**INSTRUCTIONS TO FOLLOW**
Your answer is to be the count alone: the number of lines in the data below where "components" appears.

**DATA SUPPLIED**

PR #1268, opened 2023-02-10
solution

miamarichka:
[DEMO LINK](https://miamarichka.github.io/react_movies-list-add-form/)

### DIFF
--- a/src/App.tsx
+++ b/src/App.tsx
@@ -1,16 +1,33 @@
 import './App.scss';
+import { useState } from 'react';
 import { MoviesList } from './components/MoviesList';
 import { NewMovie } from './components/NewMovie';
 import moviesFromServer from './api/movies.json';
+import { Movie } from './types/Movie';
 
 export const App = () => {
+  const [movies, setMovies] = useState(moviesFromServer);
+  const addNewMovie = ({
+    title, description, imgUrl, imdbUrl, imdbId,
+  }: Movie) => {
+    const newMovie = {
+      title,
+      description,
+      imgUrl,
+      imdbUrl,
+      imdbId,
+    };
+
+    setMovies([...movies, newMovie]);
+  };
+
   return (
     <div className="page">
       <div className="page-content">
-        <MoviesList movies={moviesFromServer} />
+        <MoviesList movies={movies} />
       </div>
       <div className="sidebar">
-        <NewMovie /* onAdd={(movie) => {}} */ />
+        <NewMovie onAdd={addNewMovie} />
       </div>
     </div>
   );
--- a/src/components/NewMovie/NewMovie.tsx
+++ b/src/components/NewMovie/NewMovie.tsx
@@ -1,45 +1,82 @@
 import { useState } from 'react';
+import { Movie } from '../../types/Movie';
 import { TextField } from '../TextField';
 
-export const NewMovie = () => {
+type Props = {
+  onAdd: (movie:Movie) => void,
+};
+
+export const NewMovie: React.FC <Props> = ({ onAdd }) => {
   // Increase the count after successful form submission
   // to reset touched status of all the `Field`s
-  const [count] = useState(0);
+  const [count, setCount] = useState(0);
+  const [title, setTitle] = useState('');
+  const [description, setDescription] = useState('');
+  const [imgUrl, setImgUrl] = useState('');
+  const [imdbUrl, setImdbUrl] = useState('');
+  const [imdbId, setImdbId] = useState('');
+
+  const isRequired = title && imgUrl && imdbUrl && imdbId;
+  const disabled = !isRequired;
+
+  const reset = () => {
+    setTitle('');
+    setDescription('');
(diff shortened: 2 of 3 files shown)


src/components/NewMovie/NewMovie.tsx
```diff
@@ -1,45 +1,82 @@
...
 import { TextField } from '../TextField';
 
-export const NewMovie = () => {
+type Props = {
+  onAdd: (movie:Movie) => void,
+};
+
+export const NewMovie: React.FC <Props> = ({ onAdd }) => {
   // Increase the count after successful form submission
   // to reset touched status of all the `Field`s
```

**ANSWER SECTION**
5